Cardiovascular nurses, sometimes referred to as cardiac nurses, are licensed nurses who specialize in assisting patients who suffer from illnesses of the heart and vascular system. Cardiovascular nursing certification programs offer on-the-job educational opportunities to practicing, licensed nurses who want to specialize in cardiovascular care. Applicants must have a bachelor's degree in nursing, a RN license and professional experience. Courses are commonly available online. To graduate, 9-12 credit hours, clinical hours in the field, and an exam must be successfully completed.
Some schools provide certification programs, as does the American Nurses Credentialing Center (ANCC), which issues certifications. Certification from ANCC is voluntary, but to earn it, RNs are required to complete continuing education hours in the field of cardiac nursing. Some certificate programs in the field of cardiovascular health and disease management are intended to help nurses meet these continuing education requirements.

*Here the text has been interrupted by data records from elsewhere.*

PR #680, opened 2025-04-15
Tidy up anti-replay and late report checks

### LINKED ISSUE #670: Tidy up checks for anti-replay and collected batches
@cjpatton and I had [a discussion in IETF Slack](https://ietf.slack.com/archives/C02P9620XT6/p1741988726043879) about a couple of the more nuanced bits of validation aggregators must do on input shares, which I'll reproduce here:

There's a touchy inconsistency in input share validation that I'd like input on. First, let's recall a few things. Sorry, this is going to have a lot of links to specific paragraphs, because at this stage of the document, I'm being very fussy about making sure we say exactly what we mean to say and refer to exactly the right things.

- anti-replay consists of checking two things:
  a. has the batch this report pertains to already been collected?
  b. has this report been aggregated in the task before?
- both aggregators must enforce these conditions at some point before the end of an aggregation job.
- {{input-share-validation}} [includes condition (a)](https://datatracker.ietf.org/doc/html/draft-ietf-ppm-dap-14#section-4.8.1.4-3.8.1), but not (b).
- leader aggregation job initialization (4.8.1.1) requires checking both anti-replay conditions.
  - [4.8.1.1-2](https://datatracker.ietf.org/doc/html/draft-ietf-ppm-dap-14#section-4.8.1.1-2) discusses condition (b)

Cardiac Vascular Nursing Certification
Specific courses cover subjects in the areas of fitness, medical test reading and treatment plans, to name a few. Examples include:
- Cardiac risk prevention
- Exercise therapy
- Electrocardiogram (ECG) interpretation
- Identifying risk factors
- Pharmacologic strategies
- Cardiac disease treatments
Employment Outlook and Salary Info
While the U.S. Bureau of Labor Statistics (BLS) does not list data for just cardiovascular nurses, it did report that registered nurses in general held 2,751,000 jobs in the U.S. in 2014. Moreover, employment for RNs was predicted to grow by 16% between 2014 and 2024. According to the BLS, the median annual wage for registered nurses was $67,490 as of May 2015.
Continuing Education and Certification Information
The American Nurses Credentialing Center does offer certification for cardiac/vascular nurses. To qualify for the certification, individuals must be licensed RNs who have at least two years of professional nursing experience as well as 2,000 hours of clinical experience working in the cardiovascular field. They should also have at least 30 hours of continuing education in cardiac nursing, most of which can be completed within a certificate program in cardiovascular health. They must complete an examination to receive the cardiac/vascular nursing credential.
Cardiovascular nursing certification programs include traditional coursework and direct clinical experience units. Graduates will be prepared to understand treatment strategies, illness prevention and risks, and how to interpret medical exam results.